Antes da Celebração Eucarística, uma introdução apresentou a história da devoção a Nossa Senhora de Pentecostes, cujo título Mariano está relacionado à presença de Maria junto aos Apóstolos no Cenáculo, no momento da efusão do Espírito Santo, conforme narrado nos Atos dos Apóstolos (At 2,1-11).
Aqui no Brasil, a devoção ganhou intensidade pelo Servo de Deus Padre Gilberto Maria Delfina, fundador da Fraternidade Jesus Salvador (Salvistas). Em um momento de oração, o sacerdote compreendeu que Maria deveria ser invocada sob o título de Nossa Senhora de Pentecostes, como uma forma de honrar a Virgem Maria em profunda sintonia com a espiritualidade carismática e missionária.

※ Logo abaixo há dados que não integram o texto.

Issue #854, opened 2024-05-29
Update CTO printer for Import Aliasing


ekarademir:
- [ ] Update CTO printer to read aliased imports in the AST and generate the correct CML expression
- [ ] Update printer test suite

Issue #480, opened 2022-08-09
Import Aliasing


dselman:
# Feature Request 🛍️

Allow imported types to be aliased to prevent name collisions.

## Use Case

Allows a namespace X to import types from namespace Y that have the same names as types already present (or imported) into namespace X.

## Possible Solution

```
import { Document as AccordDocument } from org.accordproject.commonmark
```

## Context

In general as models become larger and edited by distributed teams it is impossible to ensure name conflicts do not occur across namespaces.

## Detailed Description

Allow name aliasing during imports. Alternatively we could support using fully-qualified names for properties.

kailash360:
@dselman @mttrbrts 

I went through this issue, and it looks like we can create a separate field in the JSON schema as `alias` to define the alias name for the property. We will always give priority to the alias over the actual considering that it will prevent the conflicting behavior. In the parser we can add the feature to check for the `as <alias>`  and use that value globally in the file. Let me know if this sounds to be a good approach to start with.

kailash360:
Also, considering that it is one of the GSoC ideas, I would love to work on it.

salujajaskeerat:
To implement the alias import, I am thinking of implementing the syntax suggested by @dselman  [above](https://github.com/accordproject/concerto/issues/480#issue-1333123976).  

- Allowing **optional aliases for types** in import statements.
- Example 
     ` import { document as doc1 , cmk } from org.accordproject.commonmark`
      `import { document as doc2 , utl } from org.accord project.utilities`

In the above types, ` cmk, utl ` are not aliased.

mttrbrts:
This looks like a strong design to me and should be familiar to TypeScript / JavaScript / Python.

A more C#-style approach would use namespace aliasing, although this could become confusing if users tried to use it to alias types too. It's likely that this would also force us to allow fully-qualified references to types throughout CML, rather than using short-names as we do today. 

Are there any other alternatives that we should consider?

salujajaskeerat:
Yes the approach we are looking for is close to the typescript syntax. 

A more C#/C++ style approach  , i think is more relevant for aliasing namespaces . Do we want to alias namespaces also ?  

```c# 
using alias=namespace
```
I believe this approach  would require more syntax changes compared to the above design.

ekarademir:
Some test cases to consider
```
import com.example.foo.{As as As}
```

```
import com.example.foo.{Document as Doc1, Doc2}
import com.example.bax.{Document as Doc2}
```

[...]

PR #855, opened 2024-05-31
feat: alias Import rules added

### LINKED ISSUE #853: Update CTO grammar for Import Aliasing

salujajaskeerat:
* Rules for AliasedIdentifier and Types added.
* aliasedTypes filtered in callback of ImportTypes

# Closes #853 #854 

- Update the parser grammar rules to handle the aliased import
- Update printer for aliased imports
- New test cases added

### Related Issues
- Issue #853 
- Issue #480 
- Issue #854 

### Author Checklist


packages/concerto-cto/lib/parser.pegjs
```diff
@@ -1687,7 +1688,10 @@ FromUri
   = FromToken __ u:$URI __ {
     return u;
   }
+  
 
+  
+
```
mttrbrts, line 1694: Please clean up the extra whitespace

packages/concerto-cto/lib/parser.pegjs
```diff
@@ -1711,22 +1715,44 @@ ImportType
...
+    = name:$Identifier _ $AsToken _ aliasName:$Identifier{
+      const result = {
+        "$class":"concerto.metamodel@1.0.0.AliasType",
+        name:name,
+        aliasName:aliasName
+      };
+      return result;
+    }
+  
+Types
```
mttrbrts, line 1749: Let's make this rule name more specific. `Types` is a very ambiguous term for us! :-)

packages/concerto-cto/lib/parser.pegjs
```diff
@@ -1711,22 +1715,44 @@ ImportType
...
-    return [head, ...tail];
-  }
+AliasedIdentifier 
+    = name:$Identifier _ $AsToken _ aliasName:$Identifier{
+      const result = {
+        "$class":"concerto.metamodel@1.0.0.AliasType",
+        name:name,
+        aliasName:aliasName
+      };
+      return result;
```
mttrbrts, line 1746:
```suggestion
      return {
        "$class":"concerto.metamodel@1.0.0.AliasType",
        name:name,
        aliasName:aliasName
      };
```

packages/concerto-cto/lib/parser.pegjs
```diff
@@ -1711,22 +1715,44 @@ ImportType
...
+    = ImportToken __ ns:QualifiedNamespaceDeclaration ".{" _ types:commaSeparatedTypes _ "}" __ u:FromUri? {
+    	const { aliasedTypes, remainingTypes } = types.reduce((acc, type) => {
+        if (type.$class === "concerto.metamodel@1.0.0.AliasType") {
+          acc.aliasedTypes.push(type);
+          acc.remainingTypes.push(type.name);
+        } else {
+          acc.remainingTypes.push(type);
+        }
+        return acc;
+      }, { aliasedTypes: [], remainingTypes: [] });
```
mttrbrts, line 1727: Changing the indentation here would help readability
```suggestion
          if (type.$class === "concerto.metamodel@1.0.0.AliasType") {
            acc.aliasedTypes.push(type);
            acc.remainingTypes.push(type.name);
          } else {
            acc.remainingTypes.push(type);
          }
          return acc;
        }, { aliasedTypes: [], remainingTypes: [] });
```

packages/concerto-cto/lib/printer.js
```diff
@@ -386,9 +386,17 @@ function toCTO(metaModel) {
             case `${MetaModelNamespace}.ImportAllFrom`:
                 result += `\nimport ${imp.namespace}.*`;
                 break;
-            case `${MetaModelNamespace}.ImportTypes`:
-                result += `\nimport ${imp.namespace}.{${imp.types.join(',')}}`;
+            case `${MetaModelNamespace}.ImportTypes`:{
+                let aliasedTypes=new Map();
+                if(Object.prototype.hasOwnProperty.call(imp,'aliasedTypes')){
```
mttrbrts, line 391: Is there a good reason not to do the following here?

```suggestion
                if(imp.aliasedTypes){
```

packages/concerto-cto/test/cto/aliasedImport.cto
```diff
@@ -0,0 +1,9 @@
+namespace test.aliasing
+
+import org.accordproject.{doc1 as d1,doc2 as d2}
+import org.accordproject.files.{file1,file2 as f2,file3}
+import com.example.foo@1.0.4-X.y.z-01.{baz1 as bar1}
+import com.example.foo@1.0.4.{baz2 as bar2} from https://com.example.co.uk/models/com.example.foo.cto
+import com.example.foo@1.0.4.{tee,baz as bar,lorem,ipsum,dolor as freq}
+import com.example.foo@1.0.4.{As as as,as as as}
```
mttrbrts, line 8: ❤️

mttrbrts (commented):
A great start @salujajaskeerat !

packages/concerto-cto/lib/printer.js
salujajaskeerat: I took this suggestion from eslint documentation, and yes, we can achieve the same as you suggested. 

But the difference in both is as follows:

1. **Object.prototype.hasOwnProperty.call(imp, 'aliasedTypes')**: This checks if the object imp has the property aliasedTypes, regardless of whether it is undefined or null. 
2. **imp.aliasedTypes:** This checks if the property aliasedTypes on the **object imp is true** (i.e., not undefined, null, 0, false, NaN, or an empty string).

In our case, we pass an array of objects as value to the field `aliasedTypes` so both would work the same

packages/concerto-cto/lib/parser.pegjs
salujajaskeerat: Sure. 
Are we using any package that does this automatically before committing the code, something like a prettier package?

packages/concerto-cto/lib/parser.pegjs
salujajaskeerat: How about `IdentifierTypeExpression` or simply `TypeExpression`

packages/concerto-cto/lib/parser.pegjs
```diff
@@ -1711,22 +1712,43 @@ ImportType
   }
 
 ImportTypes
-    = ImportToken __ ns:QualifiedNamespaceDeclaration ".{" _ types:commaSeparatedIdentifiers _ "}" __ u:FromUri? {
+    = ImportToken __ ns:QualifiedNamespaceDeclaration ".{" _ types:commaSeparatedTypes _ "}" __ u:FromUri? {
```
ekarademir, line 1715: It is interesting that we don't allow spaces before the curly braces or the dot. But yeah, no need to break it now I guess.

packages/concerto-cto/lib/parser.pegjs
```diff
@@ -1711,22 +1712,43 @@ ImportType
...
-  = head:$Identifier _ tail:(',' _ @$Identifier _ )*
-  {
-    return [head, ...tail];
-  }
+AliasedIdentifier 
+    = name:$Identifier _ $AsToken _ aliasName:$Identifier{
+      return {
+        "$class":"concerto.metamodel@1.0.0.AliasType",
+        name:name,
+        aliasName:aliasName
```
ekarademir, line 1741:
```suggestion
        name,
        aliasName
```

packages/concerto-cto/lib/parser.pegjs
```diff
@@ -1711,22 +1712,43 @@ ImportType
   }
 
 ImportTypes
-    = ImportToken __ ns:QualifiedNamespaceDeclaration ".{" _ types:commaSeparatedIdentifiers _ "}" __ u:FromUri? {
+    = ImportToken __ ns:QualifiedNamespaceDeclaration ".{" _ types:commaSeparatedTypes _ "}" __ u:FromUri? {
+    	const { aliasedTypes, remainingTypes } = types.reduce((acc, type) => {
+          if (type.$class === "concerto.metamodel@1.0.0.AliasType") {
+            acc.aliasedTypes.push(type);
+            acc.remainingTypes.push(type.name);
```
ekarademir, line 1719:
```suggestion
            acc.typeNames.push(type.name);
```
`remainingTypes` threw me off, I had to read the code to understand that they are not actually the remaining types.

or

```suggestion
            acc.types.push(type.name);
```
to keep it aligned with what will be the final field.

packages/concerto-cto/lib/printer.js
```diff
@@ -386,9 +386,17 @@ function toCTO(metaModel) {
             case `${MetaModelNamespace}.ImportAllFrom`:
                 result += `\nimport ${imp.namespace}.*`;
                 break;
-            case `${MetaModelNamespace}.ImportTypes`:
-                result += `\nimport ${imp.namespace}.{${imp.types.join(',')}}`;
+            case `${MetaModelNamespace}.ImportTypes`:{
```
ekarademir, line 389: Are there any tests for this change?

ekarademir (changes requested):

packages/concerto-cto/test/cto/aliasedImport.cto
```diff
@@ -0,0 +1,9 @@
+namespace test.aliasing
+
+import org.accordproject.{doc1 as d1,doc2 as d2}
```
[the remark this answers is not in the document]
salujajaskeerat: These are test cases. I have only added new test case file .  

So basically we first parse the cto file first to get the AST(json) then this AST is converted back using the Printer. 
Then we check if the original cto string is equal to the new obtained cto string. 

Since we checking the cto strings at the end ,which has also been done in the existing testcases. The output format of the Printer is essential. Thus, I have kept the output format of the Printer and input format of the cto file(test case) the same. 

That is why you don't see the spaces.

packages/concerto-cto/lib/parser.pegjs
salujajaskeerat: Yes, in this grammar, I have only modified the rule for `commaSeparatedTypes`.

packages/concerto-cto/lib/printer.js
salujajaskeerat: Yes, Test cases are evaluated for both parser and printer. 

CTO(original) --[parser]--> AST(JSON) --[printer]--> CTO(new)

we check if CTO(original) == CTO(new)

So we are checking whether the printer is working correctly or not and it is true for all the test cases (where aliasing is not done )

packages/concerto-cto/test/cto/aliasedImport.cto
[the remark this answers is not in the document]
ekarademir: Are there any unit tests where the cases can be added?

ekarademir:
From our discussion:
* Prevent aliasing to primitive types
* Prevent aliasing to previously known keywords

salujajaskeerat:
> From our discussion:
> 
> * Prevent aliasing to primitive types
> * Prevent aliasing to previously known keywords

I have handled the case where we are preventing aliases to primitive types. I don't know if we need to hold for the keywords. We can do it.

The parser allows for the import of keywords from a previous version of grammar (without aliasing).
For example:

```
Namespace saluja.org
import org. eca.{import}
```

The old version of grammar would parse the above.

packages/concerto-cto/lib/parser.pegjs
mttrbrts: Not for pegjs files unfortunately. Our linter only works with .js AFAIK

mttrbrts:
> The parser allows for the import of keywords from a previous version of grammar (without aliasing).

Let's keep things simple for now and maintain the existing behaviour. Please create a tracking issue for this behaviour (note that it would be a breaking change so should be tagged against the v4 release).

ekarademir (approved):

packages/concerto-cto/lib/parser.pegjs
```diff
@@ -97,6 +97,10 @@
       namespace: split.join('.')
     };
   }
+  function isPrimitiveType(typeName) {
+        const primitiveTypes = ['Boolean', 'String', 'DateTime', 'Double', 'Integer', 'Long'];
+        return (primitiveTypes.indexOf(typeName) >= 0);
+  }
```
ekarademir, line 103: nitpick: I guess there isn't a formatter for pegjs files, but could you align the indentation amount with the rest of the file?
```suggestion
  function isPrimitiveType(typeName) {
    const primitiveTypes = ['Boolean', 'String', 'DateTime', 'Double', 'Integer', 'Long'];
    return (primitiveTypes.indexOf(typeName) >= 0);
  }
```

packages/concerto-cto/lib/parser.pegjs
```diff
@@ -1687,7 +1692,7 @@ FromUri
   = FromToken __ u:$URI __ {
     return u;
   }
-
+
```
ekarademir, line 1695: nitpick: the same goes for this extra whitespace (the new line is fine. )In VSCode you can set to trim trailing whitespaces.

packages/concerto-cto/lib/parser.pegjs
```diff
@@ -1711,22 +1716,46 @@ ImportType
...
 
-commaSeparatedIdentifiers
-  = head:$Identifier _ tail:(',' _ @$Identifier _ )*
-  {
-    return [head, ...tail];
-  }
+AliasedIdentifier 
+    = name:$Identifier _ $AsToken _ aliasedName:$Identifier{
+      if(isPrimitiveType(aliasedName)){
+        throw new Error(`A type cannot be aliased to a Primitive type, here "${name}" is being aliased to "${aliasedName}".`);
```
ekarademir, line 1743: nitpick:
```suggestion
        throw new Error(`A type cannot be aliased to a Primitive type, here "${name}" is being aliased as "${aliasedName}".`);
```

packages/concerto-cto/lib/printer.js
```diff
@@ -386,9 +386,16 @@ function toCTO(metaModel) {
...
                 break;
-            case `${MetaModelNamespace}.ImportTypes`:
-                result += `\nimport ${imp.namespace}.{${imp.types.join(',')}}`;
+            case `${MetaModelNamespace}.ImportTypes`: {
+                const aliasedTypes = imp.aliasedTypes
+                    ? new Map(imp.aliasedTypes.map(({name,aliasedName})=>[name,aliasedName]))
+                    : new Map();
+                const commaSeparatedTypesString = imp.types.map((type) => aliasedTypes.has(type)
+                    ? `${type} as ${aliasedTypes.get(type)}`
+                    : type).join(',');
```
ekarademir, line 395: did you run the formatter on this part? I think the trailing parentheses looks a bit off.
```suggestion
                const commaSeparatedTypesString = imp.types
                    .map(type => (aliasedTypes.has(type) ? `${type} as ${aliasedTypes.get(type)}` : type))
                    .join(',');
```

packages/concerto-cto/lib/parser.pegjs
salujajaskeerat: Yes, this is a nice shortcut. Thanks

packages/concerto-cto/lib/printer.js
salujajaskeerat:
```js
                const aliasedTypes = imp.aliasedTypes
                    ? new Map(
                        imp.aliasedTypes.map(({ name, aliasedName }) => [
                            name,
                            aliasedName,
                        ])
                    )
                    : new Map();
                const commaSeparatedTypesString = imp.types
                    .map((type) =>
                        aliasedTypes.has(type)
                            ? `${type} as ${aliasedTypes.get(type)}`
                            : type
                    )
                    .join(',');
```

Running formatted outputs as above. Made this change

packages/concerto-cto/package.json
```diff
@@ -56,7 +56,7 @@
     "typescript": "4.6.3"
   },
   "dependencies": {
-    "@accordproject/concerto-metamodel": "3.9.1",
+    "@accordproject/concerto-metamodel": "3.10",
```
ekarademir, line 59: I have another PR to update this. So don't worry about it. But the change should be 
```suggestion
    "@accordproject/concerto-metamodel": "3.10.0",
```

mttrbrts (approved):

“Eu nunca encontrei escrito em algum lugar onde Nossa Senhora fosse invocada como Nossa Senhora de Pentecostes. Foi um momento em que minha alma exultou de alegria por essa inspiração (...) tudo seria através de Maria, por meio de Maria, Nossa Senhora de Pentecostes nos traria na evocação de seu espírito a graça do Espírito Santo”
A introdução também destacou que Nossa Senhora de Pentecostes representa Maria presente no nascimento da Igreja, em oração com os apóstolos e aberta à ação do Espírito Santo. A Igreja celebra o Dia de Nossa Senhora de Pentecostes em 17 de setembro.
Um olhar para a cruz
A Santa Missa foi presidida pelo Pe. Robertinho, capelão da Capela Nossa Senhora de Pentecostes. Em sua homilia, o sacerdote recordou que a primeira noite do tríduo acontecia justamente na celebração da Exaltação da Santa Cruz.

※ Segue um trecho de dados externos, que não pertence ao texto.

PR #857, opened 2024-06-07
feat(dcs): optimize decorate models 

### LINKED ISSUE #856: Optimizations for applying decorators on a model
# Discussion 🗣

The current implementation of applyDecorators is not optimized.
Auto-generated model of size 1.6MB took `Execution time: 6696.545083999634 ms` to apply autogenerated vocabulary to the model.
image

image

both these methods seem to be in the stack for most of the time of execution. `executeCommand` is method internally used by `decorateModels`.

## Context

The process of applying decorators on a model today has a very brute force approach wherein we try apply each and every decorator on all the declarations, properties, map elements etc. [[decorateModels](https://github.com/accordproject/concerto/blob/e6da6739c845d8c80598aa18a16179dff9c88571/packages/concerto-core/lib/decoratormanager.js#L214)]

Ao comentar as leituras do dia, especialmente a passagem do livro dos Números (Nm 21,4b-9) e o Evangelho de São João (Jo 3,13-17), o sacerdote destacou que a cruz revela o amor de Jesus pela humanidade.

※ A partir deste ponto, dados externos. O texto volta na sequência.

PR #78, opened 2019-08-31
Generate retryable error when hitting rate limits in web

gh2k:
### Description

As part of the testing for overleaf/issues#2176, we discovered that it's easy to hit the project-join rate limit when reconnecting lots of times. When that happens, the connection fails pretty hard and you see a big scary warning.

This patch flags 429 as a retryable error, so that we can add logic to the client to handle this more gracefully.

#### Related Issues / PRs

overleaf/issues#2176

### Review

Added an `Errors` mechanism so that we can (in the future) generate multiple types of retryable error.

#### Who Needs to Know?

cc @timothee-alby, @henryoswald

### DIFF
--- a/app/coffee/Errors.coffee
+++ b/app/coffee/Errors.coffee
@@ -1,0 +1,10 @@
+CodedError = (message, code) ->
+	error = new Error(message)
+	error.name = "CodedError"
+	error.code = code
+	error.__proto__ = CodedError.prototype
+	return error
+CodedError.prototype.__proto__ = Error.prototype
+
+module.exports = Errors =
+	CodedError: CodedError
--- a/app/coffee/WebApiManager.coffee
+++ b/app/coffee/WebApiManager.coffee
@@ -1,6 +1,7 @@
 request = require "request"
 settings = require "settings-sharelatex"
 logger = require "logger-sharelatex"
+{ CodedError } = require "./Errors"
 
 module.exports = WebApiManager =
 	joinProject: (project_id, user, callback = (error, project, privilegeLevel) ->) ->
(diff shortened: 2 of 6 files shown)


app/coffee/WebApiManager.coffee
```diff
@@ -25,6 +26,10 @@ module.exports = WebApiManager =
 			if 200 <= response.statusCode < 300
 				callback null, data?.project, data?.privilegeLevel
 			else
-				err = new Error("non-success status code from web: #{response.statusCode}")
-				logger.error {err, project_id, user_id}, "error accessing web api" 
-				callback err
+				if response.statusCode == 429
```
das7pad:
```suggestion
			else if response.statusCode == 429
```

and remove the indent - might be easier to read

app/coffee/Errors.coffee
```diff
@@ -0,0 +1,9 @@
+RetryableError = (message) ->
```
das7pad: Maybe use your `overleaf/o-error` package?

gh2k: Given how critical real-time is, I'd rather not do this without more testing. cc @briangough

app/coffee/WebApiManager.coffee
gh2k: :+1: yeah, that's better

gh2k:
Amended the PR to add some tests and the suggested style improvement, and return an error code instead of a generic `retryable` datum as suggested in overleaf/web-internal#2115

app/coffee/WebApiManager.coffee
```diff
@@ -24,7 +25,10 @@ module.exports = WebApiManager =
 			return callback(error) if error?
 			if 200 <= response.statusCode < 300
 				callback null, data?.project, data?.privilegeLevel
+			else if response.statusCode == 429
+				logger.log(project_id, user_id, "rate-limit hit when joining project")
+				callback(new CodedError("rate-limit hit when joining project", "TooManyRequests"))
 			else
+				logger.error {err, project_id, user_id}, "error accessing web api"
```
das7pad: `err` is undefined here. It will be defined in the next line, but you might want to log the actual `error` instead?

gh2k: Good spot, thanks.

“Quando olhamos para a cruz, não abraçamos só a madeira, mas o amor de Jesus doado”
A partir da imagem da serpente de bronze levantada por Moisés no deserto, Pe. Robertinho conduziu os presentes a uma reflexão sobre a ação de Jesus, que, elevado na cruz, oferece a salvação e ressaltou a importância de manter o crucifixo presente nos lares como sinal da fé e da centralidade de Cristo na vida das famílias.
Ao final, Pe. Robertinho convidou os participantes a levarem a experiência da celebração para suas casas, dando um lugar de destaque ao crucifixo e recordando, diante da cruz, o amor de Cristo. “Obrigado Jesus por tanto amor, por me amar sem me conhecer”, foi a oração proposta pelo sacerdote aos presentes.
Ainda durante a Celebração Eucarística, todos rezaram juntos a oração de Nossa Senhora de Pentecostes, confiando à intercessão de Maria a caminhada de fé e a missão da capela.